Megan was seven when her family moved into their new Habitat home. She remembers hammering a few nails into the wall during construction. Megan recalls her excitement to have her own bedroom.  Megan remembers the new, clean, smell and how she and her siblings were fascinated by the furnace closet.  She recalls feeling the warmth and love from strangers who simply wanted to help.

Team Leader Kristel Swayze and Megan
As an adult Megan understands that Habitat offers families the opportunity to change their lives.  She appreciates knowing that there are good people in the community who care and who will rally around strangers to help them become homeowners.  Today Megan knows the importance of giving back and is happy to be in a position to do some giving.

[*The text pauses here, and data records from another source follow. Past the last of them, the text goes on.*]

PR #34, opened 2021-03-05
Fixes #16 : Handle null values gracefully

### LINKED ISSUE #16: Fix the inconsistent error log
```
if (seenContexts.add(context) && !ConfigServiceUtils.isNull(config)) {
        contextSpecificConfigList
            .add(ContextSpecificConfig.newBuilder().setContext(context).setConfig(config).build());
}
```
in `getAllConfig` method of `DocumentConfigStore`, if value of config is null, an error is thrown.
But `deleteConfig` itself sets the value config in of deletedVersion to null. 
So if deleteConfig is called followed by getAllConfigs, it's end up throwing error.

GurtejSohi:
## Description
Fixes https://github.com/hypertrace/config-service/issues/16

Serialization of `NULL_VALUE` (`Value.newBuilder().setNullValue(NullValue.NULL_VALUE).build()`) yields the string - "null", which when deserialized was previously returning the Value as `null`. Although, we handle `null` also using the [isNull() method](https://github.com/hypertrace/config-service/blob/main/config-service-impl/src/main/java/org/hypertrace/config/service/ConfigServiceUtils.java#L73) (which is why it wasn't affecting the client), we also log an error saying that it is unexpected because ideally, we shouldn't be working with `null` - instead we should be using the null placeholder - `NULL_VALUE`.

So, this change tells the `JsonDeserializer` to use the null placeholder (`NULL_VALUE`) on encountering the string - "null", which ensures that we never get `null` config on deserialization.

### Testing
Added unit test

### Checklist:
- [x] I have added tests that prove my fix is effective

### DIFF
--- a/config-service-impl/src/test/java/org/hypertrace/config/service/store/ConfigDocumentTest.java
+++ b/config-service-impl/src/test/java/org/hypertrace/config/service/store/ConfigDocumentTest.java
@@ -8,6 +8,9 @@ import static org.hypertrace.config.service.TestUtils.getConfig1;
 import static org.junit.jupiter.api.Assertions.assertEquals;
 
 import com.google.common.io.Resources;
+import com.google.protobuf.NullValue;
+import com.google.protobuf.Value;
+import com.google.protobuf.util.JsonFormat;
 import java.io.IOException;
 import java.nio.charset.Charset;
 import org.junit.jupiter.api.DisplayName;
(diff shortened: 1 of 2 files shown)


config-service-impl/src/test/java/org/hypertrace/config/service/store/ConfigDocumentTest.java
```diff
@@ -23,6 +26,15 @@ void convertToAndFromJson() throws IOException {
     assertEquals(configDocument, ConfigDocument.fromJson(configDocument.toJson()));
   }
 
+  @Test
+  void convertDocumentContainingNullValue() throws IOException {
+    long timestamp = System.currentTimeMillis();
+    Value nullValue = Value.newBuilder().setNullValue(NullValue.NULL_VALUE).build();
+    ConfigDocument configDocument = new ConfigDocument(RESOURCE_NAME, RESOURCE_NAMESPACE,
+        TENANT_ID, DEFAULT_CONTEXT, 15, "user1", nullValue, timestamp, timestamp);
+    assertEquals(configDocument, ConfigDocument.fromJson(configDocument.toJson()));
```
GurtejSohi, line 35: This assertion fails without the above changes in `ConfigDocument` as in that case, the config document - `ConfigDocument.fromJson(configDocument.toJson())` would have config value as `null`.

aaron-steinfeld (approved):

One April evening as Megan helped teams of women work as one to raise Julie Clinkscale’s wall she looked over and saw five sets of children’s eyes watching.  Five sets of eyes observed unknown adults setting foundations for their futures, constructing stability, creating possibilities.  Megan’s eyes filled with joy and love because she KNEW what those little girls felt in that moment.   Megan knows first hand what their new home will mean.  And she felt overjoyed to play a role in their future success.

Megan has come full circle.  Today she is a dedicated wife and a mother who has worked in the medical field.  Stability is very important to Megan and she’s willing to sacrifice to provide it to her children.  She’s also willing to work for Julie Clinkscale and her grandchildren.  Megan once stood on a Habitat worksite and watched unknown helpers hammer and sweat.  Now Megan feels blessed to help provide the hand up she is so grateful to have received so many years ago.

We mimic the behavior we’ve seen and perpetuate the behavior we’ve experienced.  Each Habitat workday creates more than a floor or a roof.  It builds love and constructs community that continues and increases with each repetition.  One day those five little girls may continue the legacy and help another family get one day closer to home ownership.